Hematocrit, the volume percentage of red blood cells, tends to increase when fish are under stress [21]. The lack of influence of density on hematocrit in this study supports the results reported by Leatherland and Cho [29] and Miller et al. [33]. In contrast, North et al. [34], Trenzado et al. [30], Mazur and Iwama [25], and Yarahmadi et al. [31] reported increases in hematocrit at higher fish rearing densities. Wagner et al. [26] observed inconsistent results with one experiment resulting in a density effect on hematocrit and another indicating no effect. Just as with blood glucose, differences in species, strains, sizes, densities used, and prior rearing experiences may all impact the response of hematocrit to elevated densities [10] [35].
The short-term stress results of blood glucose and hematocrit from this study were similar whether the fish were fed or not. However, feeding did influence HSI and VSI. This is not surprising. HSI is an indicator of nutritional status, indirectly measuring glycogen and carbohydrates, and VSI is an indicator of lipid shortage, being positively correlated with lipid levels [25]. Starvation, as experienced by the fasted fish in this study, will result in decreased HSI and VSI. Wagner et al. [26] and Vijayan and Leatherland [27] also reported no effect of rearing density on HSI. However, Leatherland and Cho [30] observed an increase in HSI at lower rearing densities.

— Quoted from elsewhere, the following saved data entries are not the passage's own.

PR #2382, opened 2026-09-04
Remove deprecated items /  Re-enable warnings on GCC/Clang

rjanvier:
Warnings with Unix compilers (clang and GCC) have been disabled for a long time because they produce overly verbose output in the CI.... But as a side effect, we miss warnings about deprecation (and other potentially useful warnings)

This PR re enables warnings and tries to fix as much as possible our deprecation warnings.


libs/qCC_glWindow/include/ccGLWindowInterface.h
```diff
@@ -199,6 +199,8 @@ class CCGLWINDOW_LIB_API ccGLWindowInterface : public ccGenericGLDisplay
 	{
 		return m_viewportParams;
 	}
+	// FIXME(RJ): temporary helper for migration
+	QPointF toCenteredGLCoordinates(const QPointF& coordinates) const;
```
dgirardeau: Is it really temporary? Or should we remove the other version?

dgirardeau (approved):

Similar to this study, Zahedi et al. [36] reported no effect of density on VSI.
Relative fin lengths may be long-term indicators of fish stress, and are influenced by numerous behavioral, environmental, or physiological factors [11] [26] [37]. Thus, it is not surprising that no differences, other than between fed and unfed fish and the dorsal fin, among the treatments were observed in this two-week study. Soderberg et al. [38] also reported no impact of rearing density on fin condition. The significantly shorter dorsal fin for the fish fed could be due to aggressive nipping commonly observed on the dorsal fin [39], and fish that were fed are aggressively going after the food available or diet [23] [26].
The relatively short duration of this study is obviously a limitation. In addition, the densities used in this study were generally lower than those used in other density experiments with rainbow trout [30] [31] [32] [34] [40] [41] [42] [43]. Lastly, it would have been beneficial to measure cortisol directly as recommended by Martinez-Porchas et al. [44] and Sopinka et al. [21].
5. Conclusion
In conclusion, blood glucose and hematocrit levels indicated no short-term stress response at either of the densities used in this experiment. The splenosomatic index was elevated in fish in the higher density treatments, however. Future studies should examine the stress response at higher densities, possibly identifying the limits of fish crowding during hatchery rearing.
Acknowledgements
We would like to thank Edgar Meza and Dante Bryce for their assistance in this study.